Following the Super Viernes on August 13, 2010, where he attacked La Máscara, Volador Jr. began being booked as rudo, although the on again, off again feud with Místico was put to the side in favor of Volador Jr. against La Sombra. The feud between the two led both wrestlers to be booked in the main event of the CMLL 77th Anniversary Show, a 14-man steel cage Lucha de Apuesta, mask vs. mask match. Volador Jr. was the 10th man to leave the steel cage, keeping his mask safe. The match came down to La Sombra pinning Olímpico to unmask him. On September 17, Volador Jr. picked up one of the biggest wins in his CMLL career, defeating Místico in the finals of a tournament to win the Copa Bicentenario. On October 5, 2010, Volador Jr. lost the Mexican National Light Heavyweight Championship to La Máscara, ending his reign at 236 days. After losing the title, Volador Jr. spent several months not doing anything significant in CMLL until he took over the Los Invasores stable in July 2011, when its leader Héctor Garza turned tecnico. On September 18, Volador Jr. unsuccessfully challenged former partner La Sombra for the NWA World Historic Welterweight Championship, in a match that received rave reviews.

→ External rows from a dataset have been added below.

PR #1085, opened 2026-07-09
refactor(agent): close the silent-failure paths (unsupervised monitor task, narrow error guards, non-atomic memory write)

elyxlz:
## What

Six surgical fixes in the agent, all on the theme of failures that today vanish silently instead of surfacing or recovering:

1. **Supervise monitor_loop** (`core/main.py`): the processor task has a done callback that records a crash reason and shuts down, but the monitor task had none. An exception escaping monitor_loop killed notification and app-chat intake (all app chat rides the notification flow) while the WS stayed up and status stayed green: a silent wedge until a manual restart. `handle_processor_done` now takes a `name` and is attached to both tasks, so a dead monitor restarts the agent the same way a dead processor does.
2. **EventBus.emit guard matches its stated invariant** (`core/events.py`): the comment says a failed history write must never crash the agent loop, but the except only covered `sqlite3.OperationalError`. A corrupt db image or a programming error still propagated out of `emit` and took down whichever coroutine emitted. Broadened to `sqlite3.Error`.
3. **_ws_handler finally no longer gathers None** (`core/api.py`): when the snapshot phase raised before the recv/send tasks existed, `asyncio.gather(None, None)` raised TypeError from the finally, masking the original error on a routine early disconnect. The cleanup now filters to live tasks; net fewer lines.
4. **_recv_loop survives non-dict JSON frames** (`core/api.py`): a frame like `123` or `[]` passed the json.loads guard, then `"type" not in data` raised TypeError, ending the recv task and tearing down the connection with no log line. An isinstance check ignores such frames.
5. **Config reads honor their never-raises contract** (`core/config.py`): `read_config_store` (boot path) and `load_notification_rules` (monitor_loop per-tick hot path) both promise never to raise but only caught `json.JSONDecodeError`; an OSError on the read crashed boot or killed notification processing. Both now catch `(json.JSONDecodeError, OSError)`, mirroring `settings_customise_sources`, and log what they ignored.
6. **PUT /memory writes atomically off the loop** (`core/api.py`): the handler did a bare sync `write_text` on the event loop. A crash mid-write could leave MEMORY.md truncated, permanently losing the agent's memory (every system prompt reads it). It now goes through `state_store.atomic_write_text` via `asyncio.to_thread`, reusing the repo's single tmp-write + os.replace owner.

## Why

Each of these is a path where the agent loses work, state, or intake with no crash, no restart, and no log: the exact failure mode the repo's own-your-tasks and no-silent-swallowing rules exist to prevent.

Tests ship with each behavior: monitor crash triggers a crash restart, a non-dict frame leaves the WS alive, emit survives a closed db, unreadable config stores return empty instead of raising, and PUT /memory leaves no temp file behind.

### DIFF
--- a/agent/core/api.py
+++ b/agent/core/api.py
@@ -32,6 +32,7 @@ import aiohttp as _aiohttp
 import pydantic as pyd
 from aiohttp import web
 
+from . import state_store
 from .events import ChatEvent, EventBus, SnapshotChat, SnapshotEvent, UserEvent, VestaEvent
 from .config import ClaudeConfig, VestaConfig, load_notification_rules, stored_config, update_config_store, validate_config_updates
 from .helpers import get_memory_path
@@ -87,11 +88,10 @@ async def _ws_handler(request: web.Request) -> web.WebSocketResponse:
         send_task = asyncio.create_task(_send_loop(ws, sub))
         await asyncio.wait([recv_task, send_task], return_when=asyncio.FIRST_COMPLETED)
     finally:
-        if recv_task:
-            recv_task.cancel()
-        if send_task:
-            send_task.cancel()
-        await asyncio.gather(recv_task, send_task, return_exceptions=True)
+        tasks = [task for task in (recv_task, send_task) if task]
+        for task in tasks:
+            task.cancel()
+        await asyncio.gather(*tasks, return_exceptions=True)
         event_bus.unsubscribe(sub)
         request.app["websockets"].discard(ws)
 
@@ -126,7 +126,7 @@ async def _recv_loop(ws: web.WebSocketResponse, event_bus: EventBus, config: Ves
                 data = json.loads(msg.data)
             except (json.JSONDecodeError, TypeError):
                 continue
-            if "type" not in data:
+            if not isinstance(data, dict) or "type" not in data:
                 continue
             msg_type = data["type"]
             if msg_type in ("message", "chat"):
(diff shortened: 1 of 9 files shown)


elyxlz:
Applied both confirmed review fixes in 2d500111.

**read_config_store no longer swallows OSError** (agent/core/config.py). The PR had broadened the except to (json.JSONDecodeError, OSError), but every caller of read_config_store is read-modify-write (update_config_store, merge_provider, the notification_policy boot migration). A transient read fault over an intact config.json would have handed back {} as the merge base and _write_config_store would have clobbered the whole store (provider credential, model, prefs, notification_rules) while the handler reported success. Reverted to catching only json.JSONDecodeError: the propagated OSError is already turned into a 500 by the PUT /config and provider handlers, leaving the store untouched. The read-only consumers keep their own OSError tolerance (settings_customise_sources on the boot path, load_notification_rules on the monitor tick), so nothing fail-safe regressed. Replaced the test that pinned the swallowing behavior with test_unreadable_store_aborts_update, which asserts update_config_store raises and the file contents stay byte-identical.

**Behavioral test for the _ws_handler finally cleanup** (agent/tests/test_api.py). The task-filtering fix in the finally block shipped without coverage. Added test_ws_snapshot_failure_cleans_up_subscription: it forces the snapshot phase to raise before the recv/send tasks exist and asserts the bus subscription is dropped. Verified it fails against the master shape of the handler (TypeError from gathering None masks the error and leaks the subscriber) and passes with this branch's fix.

./check.sh agent is green (564 passed).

Two days later, Volador Jr. led Olímpico and Psicosis II of Los Invasores to the Mexican National Trios Championship, when they defeated the trio of Ángel de Oro, Diamante and Rush. Volador Jr. continued his successful run on September 23 by defeating eleven other men in a torneo cibernetico to advance to the finals of the 2011 Leyenda de Plata. On October 7, Volador Jr. defeated Jushin Thunder Liger to win the tournament. Los Invasores lost the Mexican National Trios Championship to Atlantis, Delta and Guerrero Maya, Jr. on December 16, 2011. On February 14, 2012, Volador Jr. defeated La Máscara to win the NWA World Historic Middleweight Championship for the first time. On March 30, Volador Jr. lost the title to New Japan Pro-Wrestling (NJPW) representative Prince Devitt.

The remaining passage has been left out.